Dataset entries
== Segment start ==
PR #1255, opened 2026-08-18
Write down the natively keyed store design before building it

Frotty:
Backlog item 27, agreed in discussion. No code — this records a design and the groundwork for it, so the implementation does not start by rediscovering what was already established.

### The decision

A Lua table is already a hash map, so a bounded store should lower to `t[key] = value` there rather than hashing and probing. That would lift `FASTHASHMAP_CAPACITY` / `FASTHASHMAP_MAX_INSTANCES` on that target, and get string keys off `StringHash` — which is case insensitive (`String.wurst:81`), collapses every partial multibyte slice to one constant (`MultibyteDiagnostics`), and is undocumented and changed between game versions.

The interpreter *does* emulate it — `StringProvider` delegates to `Wc3StringHash`, and `Wc3StringHashTest` checks whole strings, partial multibyte bytes and parity with the Lua shim — so a test does see the real behaviour. An earlier revision of this note claimed otherwise and was wrong; what makes `StringHash` unusable is the behaviour itself, not the fidelity of the emulation. (`MultibyteDiagnostics`' own comment is stale on this point in the library too.)

### Why a type class decides it

A Lua table matches keys by raw identity — reference identity for a class. An instance whose `equals` is structural, `Hashable<vec2>` comparing components, would have Jass treat two equal-valued keys as one key and Lua treat them as two, from one program, silently. So the native path is sound only for `int`, `real`, `string`, `boolean` and reference-keyed classes, and a requirement-free bound states which those are:

```wurst
public interface RawKeyed<T:>
```

**How the two variants are selected is unsettled, and the obvious spelling does not compile.** Wurst does not overload a type on its bounds, so declaring `FastHashMap<K: Hashable>` beside `FastHashMap<K: Hashable and RawKeyed>` makes every mention of the name ambiguous before any instance is considered. Either the native variant is a separate type — `RawHashMap`, with the bound as its entry condition — or one type carries both strategies and branches per operation, which costs a branch and gives up the limits being lifted. That is the first thing to decide.

A further constraint: `null` is a value of any class type and lowers to `nil`, and `t[nil]` is a runtime error in Lua while the probing implementation accepts it wherever `Hashable` does. Identity alone is therefore not enough to admit a reference-keyed class.

### Groundwork recorded

- Intrinsics are declared in Wurst with `@compilerintrinsic` and bounds parse there; `wurstNewInstance<T:>() returns T` is the shape. Recognition is name plus `!AttrFuncDef.hasApplicableUserFunction`.
- `ImTranslator.isLuaTarget()` is available during Wurst-to-IM lowering. This is what makes it feasible — an `if isLua` guard alone does not, because folding runs after translation and both branches get lowered.
- The Lua backend already emits a plain `t[i]` for an array access (`translateArrayAccessRaw`). Nothing there needs changing; only the language's `int` index requirement blocks this, and typechecking is target independent.
- `ImTranslator.imError` covers a Jass lowering with no Jass meaning; `ImStatementExpr` pairs statements with a value.

### Left open on purpose

The read is straightforward. The write has to become a statement while an `ExprFunctionCall` must lower to an `ImExpr` — either an `ImStatementExpr` with a discarded value, or an AST expansion after validation the way `wurstMapFields` assigns back to fields. Guessing that is how this would go wrong.

### Status

WurstStdlib2#468 is no longer blocked on this. The correctness motive is gone — `FastHashMap` computes its own hash now, so the `StringHash` defects do not reach it, and it behaves the same on both targets. What is left here is performance and the capacity limits on Lua.

### DIFF
--- a/BACKLOG.md
+++ b/BACKLOG.md
@@ -107,6 +107,52 @@ itself, and one gap in what the suite can see.
     `FASTHASHMAP_CAPACITY`, `isFull()` and `Hashable.hash` to the public API when the Lua path makes
     all three meaningless on that target.
 
+28. **Two costs the Lua emission pays which look avoidable.** Found by reading the emitted script
+    for `FastHashMapTests_fastHashMapRuntimeLua`, not by profiling. **Measure both before touching
+    either**; each proposal below is a structural argument and a call count, which is not the same as
+    knowing what the game's interpreter charges for it.
+
+    *Every primitive array read is a function call.* `LuaNativeLowering.lowerPrimitiveArrayEnsure`
+    wraps each non-lvalue primitive array access in `ensureInt`/`ensureBool`/`ensureReal`, and the
+    wrapper survives the optimiser into the emitted script:
+
+        if not(__wurst_ensureBool(FastHashMap_used[s])) then
+        return ((s2 >= this5.FastHashMap_base) and __wurst_ensureBool(FastHashMap_used[s2]))
+
+    Writes are raw, lvalues being skipped, so only reads pay. `slotFor` reads `used` and `dead` every
+    probe step, which is two Lua calls per step in the hottest loop the container has. The shim itself
+    is needed: an untouched table key is `nil` where Jass reads `0` or `false`, and class and handle
+    typed arrays already skip it because `nil` is the right default for them.
+
+    The fix is to move the default off the access site and onto the table, which is the ordinary Lua
+    idiom for exactly this:
+
+        __wurst_default_false = ({__index = function() return false end})
+        setmetatable(FastHashMap_used, __wurst_default_false)
+
+    A present key is then a raw table index with no call at all, and the function runs only on a miss
+    - which is the rare case, a read of a slot never written. One metatable per primitive array global
+    replaces a wrapper at every read site. Three shared metatables cover int, bool and real. `pairs`
+    is unaffected by `__index`, so nothing which iterates an array changes. What has to be checked:
+    where the `setmetatable` calls are emitted (globals init, before any read), that a `0` or `false`
+    actually stored still reads back rather than falling through, and whether anything relies on the
+    stacktrace argument `callWithStacktrace` adds to the current wrapper.
+
+    *A method with an override stops being a direct call.* Without one, a bounded generic's method
+    lowers to a direct call - `Box_render_specialized(Box_new_Box(), 42)`. Add a subclass which
+    overrides it and the same call becomes `b:Box_size_specialized_integer(1)`, an instance miss
+    followed by an `__index` hop to the class table. The tables are flat rather than chained -
+    `SubBox.Box_size_specialized_integer` is assigned on `SubBox` itself, so it is one hop and not a
+    walk up the hierarchy - so the cost is that hop plus a dynamic lookup against a global function
+    call, and adding an override anywhere silently converts every call site of that slot.
+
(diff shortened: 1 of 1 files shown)


Frotty:
Both corrected in a24036216, and the null point recorded.

**Selection mechanism.** You are right that the sketch does not compile — Wurst does not overload a type on its bounds, so `FastHashMap<K: Hashable>` beside `FastHashMap<K: Hashable and RawKeyed>` makes every mention of the name ambiguous before any instance is considered. The note now records that the selection is unsettled and the two shapes it could take — a separate type with the bound as its entry condition, or one type carrying both strategies and branching per operation, which costs a branch and gives up the limits being lifted — rather than a spelling that would not build.

**`null` keys.** Recorded as a constraint on the native path: `null` is a value of any class type, lowers to `nil`, and `t[nil]` is a runtime error in Lua while the probing implementation accepts it wherever `Hashable` does. So identity is not on its own enough to admit a reference-keyed class.

**Interpreter and StringHash.** Checked and you are right: `StringProvider` delegates to `Wc3StringHash`, and `Wc3StringHashTest` covers whole strings, partial multibyte bytes and parity with the Lua shim. The claim is removed. The case insensitivity and the multibyte collapse are real and remain the reason not to use it — what was wrong was saying a test could not see them. I had taken that from `MultibyteDiagnostics`, whose comment predates the emulation; worth knowing that comment is now stale in the library too.

@codex review

Frotty:
Description brought in line with a24036216 — it still carried both claims you corrected: the two ambiguous `FastHashMap` declarations, and the assertion that the interpreter does not emulate `StringHash`. Both are fixed in the note and now in the description, along with the `null` constraint.

Also updated the status: WurstStdlib2#468 is no longer blocked on this. `FastHashMap` computes its own hash now, so the `StringHash` defects do not reach it and it behaves the same on both targets — what remains here is performance and the capacity limits on Lua, not correctness.

@codex review

Frotty:
Two more things recorded in d26c0dc1a, both from discussion, and both change what this entry leads to.

**Which target the container is for.** The read that `FastHashMap` is really a Lua container is right about speed and not about usefulness. On Jass a native `Table` hashes outside the script, so probing arrays with a hash computed in Wurst will not beat `HashMap` — the name only earns itself on Lua. But `HashMap` cannot take a `vec2`, a tuple, or anything not castable, and two keys which cast to one int collide there; that niche is target independent and is why the container exists. So the direction recorded is: keep both, make the native table the *primary* implementation rather than an optimisation, and stop presenting the Jass path as the fast one. That also settles the selection question this entry had open, because the two variants stop being peers — one becomes the fallback.

**A `Hashing` package**, so instances and future containers stop hand-rolling a mix each. It runs into the same divergence, sharply. `fmix32`, xxHash and FxHash are all xor, shift and wrapping multiply, and `Bitwise.bwXor32` extracts eight bytes and does four table lookups *per xor* — so `fmix32` would cost roughly twenty four divisions and twelve lookups per integer on Jass, worse than the arithmetic mix it would replace, for avalanche nobody observes at `mod 32`. On Lua those ops are native and it is the right answer outright. It also depends on 32-bit wrapping multiply, which Jass has and Lua does not, so identical values across targets need masking — two more `and32`. One surface, `hashInt`/`hashString`/`combine`, split by target on the same `isLuaTarget()` lowering this entry is about, which makes the package a second consumer of that work rather than separate work.

Both notes say to measure `bwXor32` before committing to any of it. Its cost is the whole argument and I read it from the source rather than timing it.

@codex review

PR #1260, opened 2026-08-28
Require explicit build optimization flags

Frotty:
## Summary

- stop Build Map from unconditionally enabling `opt`, `inline`, and `localOptimizations`
- require each build-only optimization to have its corresponding `+` entry in `wurst_run.args`
- update the regression test to prove an omitted `+opt` stays disabled

## Acceptance criteria

- `+inline` enables inline only for builds
- `+localOptimizations` enables local optimizations only for builds
- omitted `+opt` does not enable output optimization

## Checks

- `./gradlew.bat test --tests tests.wurstscript.tests.WurstCommandsTests` — passed
- `git diff --check` — passed

## Known gaps

- none


Frotty:
@codex review

PR #1269, opened 2026-08-29
Keep tuple vararg loop bindings rooted through lowering

Frotty:
## Summary

- represent vararg-loop bindings explicitly in IM instead of retaining one tuple variable reference
- expand tuple-valued loop bindings to their ordered scalar locals during tuple elimination
- teach copying, rooting checks, liveness, side-effect analysis, local merging, inlining, the interpreter, and Lua emission about the explicit bindings
- add a focused optimized Lua regression for a generic vararg method specialized with a tuple of handles

## Root cause

Lua retains `ImVarargLoop` until backend emission. Tuple elimination replaced the tuple local in the function's locals with scalar locals, but the loop still referenced the detached tuple variable. Local optimization then inspected that stale variable and failed with `Variable ... not attached`.

The IM now owns a list of binding nodes which reference the live locals. Before tuple elimination the list has one binding; tuple elimination replaces it with one binding per scalar leaf. Lua consumes that lowered representation directly instead of reconstructing tuple membership from translator state.

## Verification

- `./gradlew.bat compileJava`
- `./gradlew.bat compileTestJava`
- `./gradlew.bat test --tests "tests.wurstscript.tests.LuaBackendAuditTests.optimizedTupleVarargLoopUsesAttachedScalarLocals" --tests "tests.wurstscript.tests.VarargTests"`
- `./gradlew.bat shadowJar`
- Castle Fight PR 65 map build using the resulting `wurstscript.jar`: passed with exit code 0; no tracked Castle Fight files changed

The full suite was intentionally left to CI.

Context: https://github.com/Frotty/wurst-castle-fight/pull/65

### DIFF
--- a/de.peeeq.wurstscript/parserspec/jass_im.parseq
+++ b/de.peeeq.wurstscript/parserspec/jass_im.parseq
@@ -74,6 +74,9 @@ ImMethod(@ignoreForEquality de.peeeq.wurstscript.ast.Element trace,
 	
 	
 ImStmts * ImStmt
+ImVarargLoopVars * ImVarargLoopVar
+
+ImVarargLoopVar(ref ImVar var)
 
 ImStmt = 
 	  ImIf(@ignoreForEquality de.peeeq.wurstscript.ast.Element trace, ImExpr condition, ImStmts thenBlock, ImStmts elseBlock)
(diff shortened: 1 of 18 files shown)


Frotty:
@codex review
== Segment end ==
◆ Problem statement: Would you copy, unchanged, the stretch of the records above that begins at the line containing "Both corrected in" and ends at the line containing "would not build.", and only that?

◆ Written solution:
Both corrected in a24036216, and the null point recorded.

**Selection mechanism.** You are right that the sketch does not compile — Wurst does not overload a type on its bounds, so `FastHashMap<K: Hashable>` beside `FastHashMap<K: Hashable and RawKeyed>` makes every mention of the name ambiguous before any instance is considered. The note now records that the selection is unsettled and the two shapes it could take — a separate type with the bound as its entry condition, or one type carrying both strategies and branching per operation, which costs a branch and gives up the limits being lifted — rather than a spelling that would not build.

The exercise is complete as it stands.